I now find that I have written sufficient text for this instalment and I have yet to address its subject. And in truth although I regard environmental factors as of diminishing significance they are so many and varied that I think I will find myself discussing them over several instalments.

I will therefore draw this instalment to a close by drawing attention to those environmental factors that are the most important to a person’s later circumstances in life: the conditions that a new-born baby encounters  immediately on emerging into the world.

In the first place, it matters where the baby has been born. The difference between being born in, say, the UK and, say, South Sudan is not just a matter of survival: a baby born into a society that is equipped with a modern health-care system, neo-natal medical technology, and highly trained nurses and doctors will be spared the worst effects – perhaps all effects – of many of the weaknesses, ailments and conditions that can affect the new arrival.

It also matters when a baby is born, even in a wealthy society with a national health service.

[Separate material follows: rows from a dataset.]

Issue #796, opened 2021-12-01
InvestmentFlow wrapper


p-snft:
Formulate https://github.com/oemof/oemof-solph/blob/v0.5/src/oemof/solph/flows/_investment_flow.py analogue to https://github.com/oemof/oemof-solph/blob/v0.5/src/oemof/solph/flows/_non_convex_flow.py.

p-snft:
Thanks. This has become obsolete with #856.

PR #799, opened 2021-12-02
Implement Investmentflow wrapper

joroeder:
Implements #796. And aims to implement (the new) a template for docstrings.

 * [ ] implement
 * [ ] add test
 * [ ] update whatsnew
 * [ ] update documentation

### DIFF
--- a/src/oemof/solph/flows/_investment_flow.py
+++ b/src/oemof/solph/flows/_investment_flow.py
@@ -75,6 +75,7 @@ class InvestmentFlow(Flow):
             "max",
             "positive_gradient",
             "negative_gradient",
+            "investment"  # needs to be removed ?
         ]
 
         for key in flow_kwargs.keys():
--- a/src/oemof/solph/flows/_investment_flow.py
+++ b/src/oemof/solph/flows/_investment_flow.py
@@ -32,7 +32,33 @@ class InvestmentFlow(Flow):
     r"""
     Flow with a variable flow capacity usually for investment optimisations.
 
-    """
+    Parameters
+    ----------
+    maximum : float, :math:`P_{invest,max}` or :math:`E_{invest,max}`
+        Maximum of the additional invested capacity
+    minimum : float, :math:`P_{invest,min}` or :math:`E_{invest,min}`
+        Minimum of the additional invested capacity. If `nonconvex` is `True`,
+        `minimum` defines the threshold for the invested capacity.
+    ep_costs : float, :math:`c_{invest,var}`
+        Equivalent periodical costs for the investment per flow capacity.
+    existing : float, :math:`P_{exist}` or :math:`E_{exist}`
+        Existing / installed capacity. The invested capacity is added on top
+        of this value. Not applicable if `nonconvex` is set to `True`.
+    nonconvex : bool
+        If `True`, a binary variable for the status of the investment is
+        created. This enables additional fix investment costs (*offset*)
+        independent of the invested flow capacity. Therefore, use the `offset`
+        parameter.
+    offset : float, :math:`c_{invest,fix}`
+        Additional fix investment costs. Only applicable if `nonconvex` is set
+        to `True`.
+
+
+    For the variables, constraints and parts of the objective function, which
+    are created,
+    see :class:`oemof.solph.flows._investment_flow.InvestmentFlowBlock`.
+
+    """  # noqa: E501
 
     def __init__(
         self,
--- a/src/oemof/solph/flows/_investment_flow.py
+++ b/src/oemof/solph/flows/_investment_flow.py
@@ -52,7 +52,8 @@ class InvestmentFlow(Flow):
     offset : float, :math:`c_{invest,fix}`
         Additional fix investment costs. Only applicable if `nonconvex` is set
         to `True`.
-
+    **kwargs :
+        Parameter of the :class:`oemof.solph.flows._flow.Flow`
 
     For the variables, constraints and parts of the objective function, which
     are created,
--- a/src/oemof/solph/flows/_investment_flow.py
+++ b/src/oemof/solph/flows/_investment_flow.py
@@ -69,7 +69,7 @@ class InvestmentFlow(Flow):
         existing=0,
         nonconvex=False,
         offset=0,
-        **kwargs,
+        **flow_kwargs
     ):
         investment = Investment(
             maximum=maximum,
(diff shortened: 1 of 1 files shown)


joroeder:
I am wondering:

1) how to avoid docstring duplications? Or rather reference docstring of ´Investment´ object?

2) I am implementing **kwargs ? Or didn't we want to avoid them?

src/oemof/solph/flows/_investment_flow.py
```diff
@@ -23,16 +23,63 @@
...
+        self,
+        maximum=float("+inf"),
+        minimum=0,
+        ep_costs=0,
+        existing=0,
+        nonconvex=False,
+        offset=0,
+        **kwargs,
+    ):
+        instvestment = Investment(
```
jokochems, line 74: There is a typo in variable name `investment`

joroeder:
Feedback from dev meeting:
 
>     1. how to avoid docstring duplications? Or rather reference docstring of ´Investment´ object?

Reference Investment class.

For flow attributes, reference flow.
 
>     2. I am implementing **kwargs ? Or didn't we want to avoid them?

Make them explicit.

src/oemof/solph/flows/_investment_flow.py
joroeder: yes, thanks!

src/oemof/solph/flows/_investment_flow.py
```diff
@@ -69,7 +53,7 @@ def __init__(
         existing=0,
         nonconvex=False,
         offset=0,
-        **kwargs,
+        **flow_kwargs
```
p-snft, line 56: Here, you just rename kwargs to flow_kwargs but still allow arbitrary keyword arguments.

joroeder:
Should the test be updated? (Remove all investment attributes from the test) This has partly be done. However, should there still be the options of "manually" putting the investment attribute in the Flow? Then, it would be good, if there remain the "old" tests. And additionally, write new tests for the InvestmentFlow-"wrapper" ... What do you think?

p-snft:
> Should the test be updated? (Remove all investment attributes from the test) This has partly be done. However, should there still be the options of "manually" putting the investment attribute in the Flow? Then, it would be good, if there remain the "old" tests. And additionally, write new tests for the InvestmentFlow-"wrapper" ... What do you think?

It's still possible to use the option object, so it can be used in the tests.

src/oemof/solph/flows/_investment_flow.py
joroeder: Yes, however I added a check for the flow attributes below - so does this not count as pseudo- explicit? ;-)

Actually, I am wondering how to proceed here probably, and not repeat the whole default kwargs setting from the Flow class: [https://github.com/oemof/oemof-solph/blob/0c5031daf3ef816f9cb6f6305ea5b2dff84a24fd/src/oemof/solph/flows/_flow.py#L141-L209](https://github.com/oemof/oemof-solph/blob/0c5031daf3ef816f9cb6f6305ea5b2dff84a24fd/src/oemof/solph/flows/_flow.py#L141-L209)

In the end, it would make sense to make the kwargs of the Flow class explicit first. Then, we could adapt the flow in another PR, and remove the kwargs from the NonConvexFlow and the InvestmentFlow in following PRs. What do you think?

joroeder: I am wondering how to make the flow kwargs explicit at all as we allow additional arbitrary keywords as "emission_factor" and for additional constraints. So, we need to have **kwargs anyway?

uvchik: This is the idea of `flow_kwargs`, but I wonder why there are still stars. In my opinion it should be like this:

```python
    def __init__(
        self,
        maximum=float("+inf"),
        minimum=0,
        ep_costs=0,
        existing=0,
        nonconvex=False,
        offset=0,
        flow_kwargs)
 ```
 The new API would therefore look like this:
 ```diff
- Flow(variable_costs=5, emissions=10)
+ Flow(variable_costs=5, flow_kwargs={"emissions": 10})
```

joroeder: That sounds reasonable. Therefore, this API needs still to be implemented in v0.5 branch, or am I missing something?

[https://github.com/oemof/oemof-solph/blob/fec3f07d3d3a5e560ae09ef4b78743abc08fd27c/src/oemof/solph/constraints/integral_limit.py#L87](https://github.com/oemof/oemof-solph/blob/fec3f07d3d3a5e560ae09ef4b78743abc08fd27c/src/oemof/solph/constraints/integral_limit.py#L87)

p-snft: As you do not touch the class `Flow`, you do not break the API of `Flow`. (However, I already did by moving it to a submodule `flows`.)

jokochems: > This is the idea of `flow_kwargs`, but I wonder why there are still stars. In my opinion it should be like this:
> 
> ```python
>     def __init__(
>         self,
>         maximum=float("+inf"),
>         minimum=0,
>         ep_costs=0,
>         existing=0,
>         nonconvex=False,
>         offset=0,
>         flow_kwargs=None)
> ```
> 
> The new API would therefore look like this:
> 
> ```diff
> - Flow(variable_costs=5, emissions=10)
> + Flow(variable_costs=5, flow_kwargs={"emissions": 10})
> ```

I like the idea of having to explicitly place the additional arguments in a dictionary. This raises awareness for the user. What is more, is that typos for the standard attributes are caught, when you e.g. type `ep_cost` and expect `ep_costs` being set. This is not caught in the current implementation, though. So I suggest to include the change proposed here by @uvchik.

joroeder: Okay, how should we proceed?

In my opinion it makes sense to first implement the explicit keywords in the the Flow, and then proceed with this PR. (And then, also the NonConvexFlow)

p-snft: I'd just follow @jokochems' suggestion. It's easier to address the explicit kwargs in a second PR when this one is already merged.

uvchik:
I talk to @jokochems, @p-snft , @gnn and we think that `options` is more common than `flow_kwargs`.

p-snft:
Closed in favour of #856.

As I’ve mentioned before, a genetic condition that I have is mild hip dysplasia. Had I been born just a few years later this condition would have been screened for soon after my birth and corrected. Such is the effectiveness of modern healthcare. As it is the condition remained undiagnosed until recently – too late for correction.

On a considerably more serious note, the World Health Organisation states that:

An estimated 15 million newborns are born preterm and more than 20 million are born low birth weight each year. Preterm and LBW infants have a higher risk of developmental disabilities including cerebral palsy and retinopathy of prematurity. The consequences of prematurity and low birth weight may continue into adulthood, increasing the risk of adult-onset chronic conditions such as obesity and diabetes.

If you’re one of those many millions of preterm babies, you’d better be born in a hospital; better still, a hospital with a neo-natal intensive care unit, temperature-controlled baby beds, and the requisite nutrition available through an intravenous drip. The better the medical facilities and expertise, the better your chances of surviving – and of developing with less risk of disabilities.

I’m aware I am making the same point repeatedly, but I think it bears repeating as those of us with the good luck to have been born into a modern, wealthy society often forget that those born in most of the rest of the world are much less lucky.

Right. That’s enough about being born. In the next instalment I’ll start to look at the environmental factors that endow good or bad luck on the growing infant.

The only way to deal with an unfree world is to become so free that your very existence is an act of rebellion.